Am J Clin Pathol. 1996 Apr;105(4):440-50. doi: 10.1093/ajcp/105.4.440.
The authors have analyzed and compared the clinicopathologic and molecular features of 16 cases of large cell cutaneous lymphomas expressing CD30 antigen. Three main clinical groups were defined: (1) a group of localized skin disease (7 cases); (2) a group of multicentric skin disease (5 cases); and (3) a group of concomitant skin and extracutaneous disease. Good prognosis was associated with localized skin disease and no history of lymphoma. Interestingly, a majority of Reed Sternberg-like cells was only observed in this group (5 of 6 cases). The two other groups did not show distinctive evolutive nor morphologic features. Southern blot and/or polymerase chain reaction (PCR) technique showed clonality and a T-cell genotype in respectively 13 of 14 and 12 of 12 analyzed cases. Viral infection of tumoral cells was investigated by PCR, in situ hybridization (ISH) or electron microscopy.
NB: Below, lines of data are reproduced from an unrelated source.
PR #169, opened 2017-02-04
Remove license link

simon04:
To allow inclusion in https://webpack.js.org/ docs.

See https://github.com/webpack/webpack.js.org/pull/804


bebraw:
Note that if the license links are added back, they should be absolute (fixes both webpack site and npm).

PR #173, opened 2017-02-22
Add href replace option.

danielverejan:
Feature: replace href attribute of the <link> that points to the required stylesheet.

No tests

Updated the README to include the replace option but it may need additional input.

**Summary**
In short: it works similar as the url option, the difference is that it look for the `<link>` that has a reference to the required stylesheet instead of creating one.

I'm working on a .Net project where the views are Razor template, so no options there to use InterpolateHtmlPlugin because the views are static. Nor I can use the style-loader with or without the url option for dynamic style loading(HMR) as the view references are static to. By static references I mean that ex: the `<link rel="stylesheet" href="Build/css/index.css">` is used in DEV and PROD environments.

No breaking changes.


michael-ciniawsky:
@danielverejan I'm in favour of the feature, but not of the implementation tbh :). But also no idea how to do it atm

@bebraw @d3viant0ne @ekulabuhov  Any ideas ? 😛

d3viant0ne:
Code diving aside, there is a valid need though I question the scope of this particular features usefulness within the scope of style-loader. It's a pretty niche requirement

bebraw:
I agree with @d3viant0ne. This might work better as a loader of its own. Given how the code has been written, that would not be an issue.

ekulabuhov:
Similar opinion. The code is very specific to this particular problem. @danielverejan would it work for you if you moved it into a separate loader and then chain it as usual?

michael-ciniawsky:
Yep a seperate package e.g `link-loader` is an option

bebraw:
Do you think `link-loader` could live below contrib? I can set up a repo based on **webpack-defaults** and invite Daniel there.

d3viant0ne:
That is the path I would suggest.

bebraw:
Only problem - [link-loader](https://www.npmjs.com/package/link-loader) is taken.

@danielverejan Suggest a name available at npm and I'll set you up.

Time to close this PR. 👍

michael-ciniawsky:
Accepting under webpack-contrib would be even better, very nice 😛 

ahhh...npm naming, maybe even ask the owner to choose another name for his package :D

danielverejan:
Thanks for the many responses.
@michael-ciniawsky  I have at work a version with some miner improvements like `querySelector` and would be happy to get any suggestion for further  improvements.

@d3viant0ne  Working on a .Net project, before webpack I have used browser-sync which has basically this feature, it's called there something like *style injection*. Being forced to use a plain `<style>` tag for dev and prod this was very useful. That's what I have been missing when I moved to webpack with style-loader.

I'll come in with a name shortly, thanks for the opportunity!

danielverejan:
@bebraw Maybe some of these?

restyle-loader
relink-loader
css-link-loader

bebraw:
@danielverejan Sure. Pick the one you like the most and I'll set you up. 👍

danielverejan:
restyle-loader

bebraw:
@danielverejan Done. I set up that follows **webpack-defaults** setup. You'll have to fill in meta and publish. Add me and @d3viant0ne as npm project owners (`npm owner add`) after you have published something. 👍

danielverejan:
ok, thanks!

PR #175, opened 2017-02-24
Adds type attribute to the generated link element

dimitarivanov:
Although the rel element is set to stylesheet the created link element does not specify the MIME type of the linked resource.
The MIME type is set to text/css similar to the case when an style element is created. This change also syncs with the addStylesUrl.js behavior where the type attribute is set.

bugfix/enhancement

no

no

**Summary**
There are tools/frameworks that rely on MIME type for processing static content prior delivering the resources. In this particular case the href tag is not updated correctly because the type attribute is missing.


michael-ciniawsky:
@dimitarivanov  Thx 👍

Epstein-Barr virus (EBV) sequences were detected by PCR and ISH in tumoral cells of cutaneous lesions in one case of skin lymphoma with extracutaneous spreading. No EBV sequence was detected by ISH in the localized lymphomas, whereas HIV particles were visible in tumoral cells in one of these cases. No human T-cell lymphotropic virus (HTLV) tax sequence was amplified by PCR in any case of our series. Our results confirm that CD30-positive cutaneous large cell lymphomas are different clinical and molecular entities. However, a combined clinical and morphologic analysis may help to identify a subset of CD30 cutaneous lymphomas with favorable prognosis.
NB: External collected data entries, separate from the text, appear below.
PR #176, opened 2017-02-27
Added unit tests for basic configurations

ekulabuhov:
**What kind of change does this PR introduce?**
Build related change

**Did you add tests for your changes?**
Yes

**If relevant, did you update the README?**
Not relevant

**Summary**
This PR introduces unit testing setup we can use to check for regressions when adding new features to style-loader. Hopefully, this can provide a base for PR authors to test against. 

The setup consists of: 
* [memory-fs](https://github.com/webpack/memory-fs) to avoid writing to file system and to collocate input files
* [jsdom](https://github.com/tmpvar/jsdom) to provide lightweight DOM implementation

Each test is running fully setup webpack compiler. This allows for great level of flexibility. Included are 5 tests for basic configurations shown in the Readme file.

**Does this PR introduce a breaking change?**
No

**Other information**

PR #181, opened 2017-03-03
Avoid source-map-loader matches incorrect source map url

zuohaocheng:

bugfix

No. There is no test in the repository.

Not relevant.

**Summary**

There is a library bundled by webpack with style-loader. A consumer tries to load it through webpack with source-map-loader, but it fails to build.

The root cause is source-map-loader incorrectly thinks the string literal `"\n/*# sourceMappingURL=data:application/json;base64,"` is a directive for source map, it tries to find the source map here(while the actual source map directive is in the end of file), and fails.

This PR provide a workaround on the issue.

No.

**Other information**

### DIFF
--- a/addStyles.js
+++ b/addStyles.js
@@ -245,7 +245,7 @@ function updateLink(linkElement, obj) {
 
 	if(sourceMap) {
 		// http://stackoverflow.com/a/26603875
-		css += "\n/*# sourceMappingURL=data:application/json;base64," + btoa(unescape(encodeURIComponent(JSON.stringify(sourceMap)))) + " */";
+		css += "\n/*# sourceMapping" + "URL=data:application/json;base64," + btoa(unescape(encodeURIComponent(JSON.stringify(sourceMap)))) + " */";
 	}
 
 	var blob = new Blob([css], { type: "text/css" });


zuohaocheng:
It seems there is something wrong in the CI config, which thinks the project is in Ruby.

May anyone kindly take a look?

ekulabuhov:
IMO, this should be fixed in source-map-loader instead.

bebraw:
> IMO, this should be fixed in source-map-loader instead.

Yeah, that could be a better direction. 👍

michael-ciniawsky:
Related #132

michael-ciniawsky:
@bebraw @ekulabuhov kk 👍

zuohaocheng:
@ekulabuhov @bebraw @michael-ciniawsky Thanks for review. Actually I'm working on fix in source-map-loader, and it should be done soon.

Meanwhile, it would still be nice to have a workaround here, to keep it from confusing other non-standard compliant consumers, like mentioned in #132

michael-ciniawsky:
@zuohaocheng  How far from the finishing line is your `source-map-loader` fix? I promise to keep track of it and update here approbately (asap), if your/a fix is provided in `source-map-loader`, but would like to avoid any temporarily changes if possible 🙃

作者分析并比较了16例表达CD30抗原的大细胞皮肤淋巴瘤的临床病理和分子特征。定义了三个主要临床组:(1)局限性皮肤疾病组(7例);(2)多中心皮肤疾病组(5例);(3)皮肤和皮肤外疾病伴发组。预后良好与局限性皮肤疾病及无淋巴瘤病史相关。有趣的是,仅在该组中观察到大多数里德·斯腾伯格样细胞(6例中的5例)。另外两组未表现出独特的演变或形态学特征。Southern印迹和/或聚合酶链反应(PCR)技术分别在14例分析病例中的13例和12例分析病例中的12例中显示出克隆性和T细胞基因型。通过PCR、原位杂交(ISH)或电子显微镜研究肿瘤细胞的病毒感染。在1例有皮肤外扩散的皮肤淋巴瘤的皮肤病变肿瘤细胞中,通过PCR和ISH检测到爱泼斯坦-巴尔病毒(EBV)序列。在局限性淋巴瘤中,ISH未检测到EBV序列,而在其中1例病例的肿瘤细胞中可见HIV颗粒。在我们系列的任何病例中,PCR均未扩增出人T细胞嗜淋巴细胞病毒(HTLV)tax序列。我们的结果证实,CD30阳性皮肤大细胞淋巴瘤是不同的临床和分子实体。然而,综合临床和形态学分析可能有助于识别预后良好的CD30皮肤淋巴瘤亚组。